Born in Kingston upon Hull, he trained under James Wyatt and Samuel Pepys Cockerell.

In 1784, the year of his marriage to Mary Plowman, Porden was appointed estate surveyor by the 1st Earl Grosvenor. This position involved assessing buildings on the Grosvenor Estate in Mayfair and determining the "fine" which an occupier had to pay when his lease fell in, and the revised ground rent. More than twenty years later, Porden was appointed to reconstruct the Grosvenors' country seat, Eaton Hall in Cheshire. This project was carried out in a Gothic Revival style.

From 1804 to 1808, he designed the stables, riding house and tennis court at the Brighton Pavilion for the Prince of Wales.

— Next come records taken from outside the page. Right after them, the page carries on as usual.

PR #2123, opened 2026-08-08
fix: point scenario ratchet at demo-scenarios.json

sei-ahouseholder:
- Closes #2122

## Summary

Re-points the CI scenario ratchet at `.github/demo-scenarios.json` after PRs
#2118/#2119 moved the scenario matrix there, leaving `test_valid_scenarios_matches_ci`
and `test_at_least_one_scenario_in_ci` broken on `main`.

## Changes

- **`test/demo/test_integration_script_scenarios.py`**: Replace regex-based YAML
  scraper of `DEMO=` lines with a JSON reader; `_ci_scenarios()` now parses
  `.github/demo-scenarios.json` and extracts the `"demo"` key from each entry.
  Add `_CI_SCENARIOS_JSON` path constant. Add `test_ci_scenarios_json_exists`
  and `test_ci_scenarios_json_is_valid` guards (DEMOCI-08-002).
  Update module docstring and assertion messages to name the new source file.

## Verification

- [x] `test_valid_scenarios_matches_ci` passes (was FAILED)
- [x] `test_at_least_one_scenario_in_ci` passes (was FAILED)
- [x] All 5 original tests + 2 new JSON guards pass (7 total)
- [x] All four linters clean

🤖 Generated with [Claude Code](https://claude.com/claude-code)

Issue #1994, opened 2026-08-05
test_demo in test_initialize_participant_demo.py references closed #464 — needs new tracking issue


sei-ahouseholder:
## Summary

`test/demo/test_initialize_participant_demo.py::test_demo` is `xfail(run=False)` referencing #464 (Two-Actor Demo Redesign, now closed). The test is never run.

The `run=False` means the test is skipped entirely — not even attempted. This hides whether the underlying issue (pre-CBT case seeding pattern incompatible with CBT trust setup) was resolved by #464's work or is still broken.

## Required action

1. Remove `run=False` and run the test to determine current status.
2. If it passes: remove the `xfail` marker entirely.
3. If it still fails: update the `reason` to reference this issue number and remove `run=False` so failures are visible.

## Acceptance criteria

- `xfail(run=False)` is gone
- Test either passes cleanly or has a live `reason=#N` referencing this issue

sei-ahouseholder:
Claimed on branch `bug/1994-xfail-run-false-test-demo`.

sei-ahouseholder:
**History: implementation — fix: discover canonical case in initialize_participant_demo; remove xfail**

Issue #1994 tracked that test_demo in test_initialize_participant_demo.py had xfail(run=False) referencing closed issue #464. The run=False had been removed by a prior commit; this PR removed the xfail marker and fixed the underlying demo protocol bug. Root cause: setup_case_precondition was creating a vendor-local case that the protocol skipped (no ReportCaseLink). Fix: discover the CaseActor's canonical case via GET /datalayer/VulnerabilityCases/ after validate-report. Filed #2356 for run_exchange_demos missing assert_demo_success. PR: https://github.com/CERTCC/Vultron/pull/2357

Issue #1993, opened 2026-08-05
CM-22 derives-from-non-accepted-adr signal not firing in decision-audit inventory


sei-ahouseholder:
## Summary

`test/metadata/test_decision_audit_inventory.py::TestBuildInventory::test_known_landmine_surfaces` is `xfail` with no issue reference. The test verifies that CM-22 (which derives from superseded ADR-0015) fires a `derives-from-non-accepted-adr` signal in the decision-audit inventory. It currently fails — the signal is not firing.

This is the ISSUE-1272 class of defect: a spec entry that cites a superseded ADR should surface as a candidate in the audit inventory.

## Acceptance criteria

- `decision_audit_inventory.py` emits a `derives-from-non-accepted-adr` signal for CM-22
- `test_known_landmine_surfaces` passes without `xfail` marker

sei-ahouseholder:
**Triage audit — 2026-08-26**

Confirmed still live on `origin/main`.

`test/metadata/test_decision_audit_inventory.py:117` is still `@pytest.mark.xfail(reason="CM-22 derives-from-non-accepted-adr signal not yet firing. Tracked in #1993.")`

Root cause unchanged: CM-22's specs carry `adr: [ADR-0023, ADR-0041]` — no ADR-0015 in the structured field. `_group_signals()` checks `spec.adr` edges only, not prose mentions. The Aug 17 decision-audit cleanup (commit `552ee7af`) fixed CM-15 and LST-02 dangling ADR-0015 refs but explicitly left CM-22 alone.

Issue #1992, opened 2026-08-05
Remove core-layer actor classes from wire VOCABULARY registry (ARCH-12-003)


sei-ahouseholder:
## Summary

`test/architecture/test_hierarchy_invariants.py::TestWireVocabularyHierarchy::test_all_vocabulary_are_as_base_subclasses` is `xfail` referencing #800 (closed without fixing this violation).

The following core-layer classes are incorrectly registered in the wire `VOCABULARY` dict, violating ARCH-12-003:

- `CoreActor` (`'Actor'`), `VultronOfferRecord` (`'OfferRecord'`), `PendingCaseInbox`, `PendingCreateCaseActivity`, `ReplicationState`, `ReportCaseLink`

`VOCABULARY` must contain only wire-layer `as_Base` subclasses.

## Acceptance criteria

- All listed classes removed from `VOCABULARY`
- `test_all_vocabulary_are_as_base_subclasses` passes without `xfail` marker
- No regression in wire-layer deserialization tests

sei-ahouseholder:
Claimed on branch `bug/1992-vocab-registry-arch-violation`.

sei-ahouseholder:
**History: implementation — Remove core-layer types from wire VOCABULARY registry (ARCH-12-003)**


Fixes ARCH-12-003 violation (#1992): 7 core-layer types were incorrectly
registered in the wire `VOCABULARY` dict —
`CoreActor` (keys "Actor" and "CoreActor"), `VultronOfferRecord` ("OfferRecord"),
`VultronPendingCaseInbox` ("PendingCaseInbox"), `PendingCreateCaseActivity`
("PendingCreateCaseActivity"), `VultronReportCaseLink` ("ReportCaseLink"),
`VultronReplicationState` ("ReplicationState").

Root cause: `Record.to_obj()` (and similar DB deserialization paths) called
`find_in_vocabulary(type_string)` which required these types to appear in the
wire vocabulary.

Fix: Added `CORE_TYPE_MAP` in `vultron.core.models.registry` with dual-key
auto-registration in `VultronObject.__init_subclass__` (by class name and by
Literal `type_` value). Modified `find_in_vocabulary` to fall back to
`CORE_TYPE_MAP`. Removed all direct `VOCABULARY` registrations of core-layer
types. `VOCABULARY["Actor"]` now correctly points to `as_Actor` again.

Key discovery during implementation: `model_fields` is NOT populated at
[...]

PR #2126, opened 2026-08-08
fix(test): stop demo config cache leaking across tests

### LINKED ISSUE #1897: Concern: test_queues_offer_and_writes_activity_id is order-dependent on ActorConfig env
## Summary

`test/core/behaviors/case/nodes/test_communication.py::TestSendOfferCaseManagerRoleNode::test_queues_offer_and_writes_activity_id` fails when run in isolation or a small subset with:

```
ResolveCaseActorUrlsNode: case_actor_service_url is not configured in ActorConfig (set VULTRON_ACTOR__CASE_ACTOR_SERVICE_URL)
AssertionError: CreateCaseActorNode must write case_actor_id
```

The test passes in a full-suite run. First reproduced on a clean stashed base (unrelated to any current change), so it is a pre-existing condition.

## Why It Matters

The test depends on `VULTRON_ACTOR__CASE_ACTOR_SERVICE_URL` being set by some other test's fixture rather than establishing it itself. This makes subset runs — the normal workflow when iterating on a change in this file — report a spurious failure, and forces developers to rule out their own diff before concluding the failure is pre-existing.

## Suggested Fix

The test should set `VULTRON_ACTOR__CASE_ACTOR_SERVICE_URL` (and any other required `ActorConfig` fields) in its own fixture or `monkeypatch` call rather than relying on cross-test environment state.

## File

- `test/core/behaviors/case/nodes/test_communication.py`
- `TestSendOfferCaseManagerRoleNode::test_queues_offer_and_writes_activity_id`

### LINKED ISSUE #2086: Flaky CI: TestBootstrapSequence.test_announce_creates_case_replica / test_case_fields_preserved_in_replica — SvcValidateReportUseCase no routable recipients
## Summary

Two tests in `test/demo/test_pcr_bootstrap.py::TestBootstrapSequence` fail intermittently in CI with:

```
AssertionError: validate-report trigger failed (422): SvcValidateReportUseCase failed: no routable recipients for report activity
```

## Affected Tests

- `test_announce_creates_case_replica` (line 360)
- `test_case_fields_preserved_in_replica` (line 400)

Both call `_bootstrap_case_for_participant()` (line 317) which triggers `validate-report`.

## Evidence

- **CI failure**: `gh run view 31211166984` — both tests FAILED
- **Locally**: `uv run pytest -m "" test/demo/test_pcr_bootstrap.py::TestBootstrapSequence::test_announce_creates_case_replica test/demo/test_pcr_bootstrap.py::TestBootstrapSequence::test_case_fields_preserved_in_replica` — 2 passed
- Neither test is touched by the branch that surfaced this (PR #2083)
- Not in `notes/flaky-tests.md` catalog prior to this issue

## Root Cause Hypothesis

`EmitValidateReportActivity` logs: _no routable recipients for report activity_. The `ValidateReportBT` cannot find a reporter-actor recipient — likely a timing or ordering issue in the bootstrap sequence where the participant record isn't yet visible when the validate-report BT runs. Exact race window not yet identified.

## Blocked PRs

- PR #2083
- PR #2113
- PR #2125

## Local reproduction (2026-08-08, via PR #2113 triage)

Confirmed **not flaky in the load-dependent sense — deterministically
order-dependent**, and confirmed pre-existing on clean `origin/main`:

| Invocation | Result |
|---|---|
| `pytest -m "" test/demo/test_pcr_bootstrap.py::TestBootstrapSequence` (isolated) | 3 passed |
| `pytest -m "" test/demo/` (branch `bug/1911-...`) | 2 failed, 1038 passed |
| `pytest -m "" test/demo/` (**clean `origin/main` worktree**, e38bb967) | 2 failed, 1037 passed |
| `pytest -m "" --tb=short` (full suite, branch) | 2 failed, 7495 passed |

Reproduced with `-p no:randomly`, so this is **not** random test-order
shuffling — running the `test/demo/` directory together is sufficient and
sufficient-consistently to trigger it. The baseline run on a detached
`origin/main` worktree with none of PR #2113's changes present produces the
identical two failures, which rules out any contribution from that branch.

**Narrowing hint**: the trigger is intra-`test/demo/` cross-test state leakage
(shared DataLayer / registry / emitter global), not CI scheduling latency as
the original hypothesis suggested. A bisect over `test/demo/` test files run
before `test_pcr_bootstrap.py` should identify the polluting module.

### LINKED ISSUE #2122: bug: test_integration_script_scenarios broken on main — DEMO= source moved to .github/demo-scenarios.json
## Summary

The riding school was in the "Indo-Saracenic" style, inspired by pictures of Indian buildings. The main building was a notable technical accomplishment for the time, being circular and domed, with a diameter of 24 m and a height of 19 m. It survives and is now a concert hall called "The Dome". Also in 1804, he designed Steine House for Maria Fitzherbert, the Prince's wife.

Porden was also a garden architect and furniture designer and he was involved in the development of housing on the Phillimore Estate in Holland Park, London.

==Family==
In 1785, William and Mary Porden had twin daughters, Mary Hannah (who died at the age of two years) and Sarah Henrietta (who married Porden's assistant William Kay). A son, William, born in 1793, also died at the age of two. The youngest child, the poet Eleanor (born in 1795), became the first wife of John Franklin, Arctic explorer and later Governor of Tasmania, but she died before reaching thirty.